不多時,有親信回報,稱發現士兵們三三兩兩聚集在一起,低聲交談,神色間充斥著沮喪與不安,談論的皆是攻城的慘烈與新城的堅固,軍心已然不穩。
典韋、許褚、許定許褚兄長,與許褚一同保護曹操)聞言怒火中燒,紛紛拔出腰間佩刀,便要去斬殺這些擾亂軍心的士兵。
“住手!”曹操喝止道。
典韋三人雖心中不甘,但也不敢違抗命令,隻得憤憤不平地收起佩刀。
曹操撫須沉吟了一陣,最終令道:“全軍後退三十裡紮寨,明日起,暫緩攻城。”
這命令來得突然,諸將俱不解其中緣由。
獨眼龍夏侯惇率先趕到曹操營帳,問道:“主公,我軍雖今日攻城受挫,但遠不至於後退三十裡啊。”
“如此一來,豈不是長了敵軍的誌氣,滅了我軍的威風?”
曹操搖搖頭,目光深邃:“往日巡營,從未發現士兵有所不滿。”
“縱使因為久攻不克而士氣低落,也該有個循序漸進的過程,斷然不會在某一天毫無征兆地爆發出來。”
“所以說,這背後十有八九是間諜作祟,故意散布謠言,擾亂我軍軍心。”
頓了頓,曹操繼續說道:“我軍圍城多日,間諜始終未曾有過動作,今日卻突然開始散布謠言,這絕非偶然。”
“依操之見,大抵是劉備大軍即將抵達,故而間諜開始在我軍內部製造混亂,好配合援兵。”
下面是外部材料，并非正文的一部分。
PR #286, opened 2023-04-28
CI: Fix Release Pipelines

MarquessV:
There were two main issues at play here.

For the library crate, the `katyo/publish-crates` action was outdated and didn't support workspace dependencies. ~Fixed by updating the action, I also had to explicitly set the version of `qcs` in the Python crate to get past a cargo error.~ Turned out to be easier to replace the action with a simple call to `cargo publish`.

For both the library crate and Python package, `zmq` was failing to build on linux without the `-std=c++11` flag. Fixed by setting the `CXXFLAGS` env variable for those build steps.

Here is an example of both pipelines passing with said fixes:

* [Release Rust](https://github.com/rigetti/qcs-sdk-rust/actions/runs/4835045064)
* [Release Python](https://github.com/rigetti/qcs-sdk-rust/actions/runs/4834900147)

### DIFF
--- a/crates/python/Cargo.toml
+++ b/crates/python/Cargo.toml
@@ -16,7 +16,7 @@ name = "qcs_sdk"
 crate-type = ["cdylib"]
 
 [dependencies]
-qcs = { path = "../lib" }
+qcs = { path = "../lib", version = "0.10.0-rc.21" }
 qcs-api.workspace = true
 qcs-api-client-common.workspace = true
 qcs-api-client-grpc.workspace = true
--- a/crates/python/Cargo.toml
+++ b/crates/python/Cargo.toml
@@ -16,7 +16,7 @@ name = "qcs_sdk"
 crate-type = ["cdylib"]
 
 [dependencies]
-qcs = { path = "../lib", version = "*" }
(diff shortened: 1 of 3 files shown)


crates/python/Cargo.toml
```diff
@@ -16,7 +16,7 @@ name = "qcs_sdk"
 crate-type = ["cdylib"]
 
 [dependencies]
-qcs = { path = "../lib" }
+qcs = { path = "../lib", version = "0.10.0-rc.21" }
```
Shadow53, line 19: Can we make sure this version is updated when the library is updated? Alternatively, `version = "*"` work?

Shadow53 (approved):
Thanks for taking care of this!

crates/python/Cargo.toml
MarquessV: Was able to remove the version spec entirely after replacing the publish action with a simple call to `cargo publish`: https://github.com/rigetti/qcs-sdk-rust/actions/runs/4835196172/jobs/8617271158

Shadow53 (approved):
Looks much simpler now

PR #289, opened 2023-05-02
create qvm::api submodule

MarquessV:


crates/lib/src/qvm/api.rs
```diff
@@ -0,0 +1,141 @@
...
+    readouts: &[Cow<'_, str>],
+    params: &Parameters,
+    config: &ClientConfiguration,
+) -> Result<QvmResultData, Error> {
+    if shots == 0 {
+        return Err(Error::ShotsMustBePositive);
+    }
+
+    // Create a clone of the program so MOVE statements can be prepended to it
+    let mut program = program.clone();
```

“新城本就堅固,劉備兵力又多,咱們無論如何也不能與劉備在新城前以攻方相抗衡,這樣劣勢太大了,故而下令後撤,以避其鋒芒。”
於是乎,曹軍後撤三十裡,尋到一險要地帶安營紮寨。
三日後,劉備大軍果至。
視角一轉,久無動靜的馮雲山終於采取了行動。
了解遊擊戰的人都知道,打遊擊的一大要點就是以戰養戰,因而馮雲山要做的第一件事,便是攻破一座城池,以獲得暫時的補給。
經過幾日勘察,他將目標鎖定在了任城郡最西部的樊城。
此城雖不是軍事重鎮,但距離曹彬所在的亢父城較近,作為糧草中轉站囤積了不少糧草,且守兵不多,若是能夠攻克,獲得補給之餘還能借此樹立威信,日後也好號令那些個義軍。
當晚,夜色如墨,劉軍悄悄聚攏在樊城外。
足智多謀的馮雲山為了不暴露身份,下令士兵全部內裡穿著甲胄,外麵套粗布麻衣,兼夜晚天色昏暗,曹軍隻當他們是義軍,便將消息回報給守將殷署。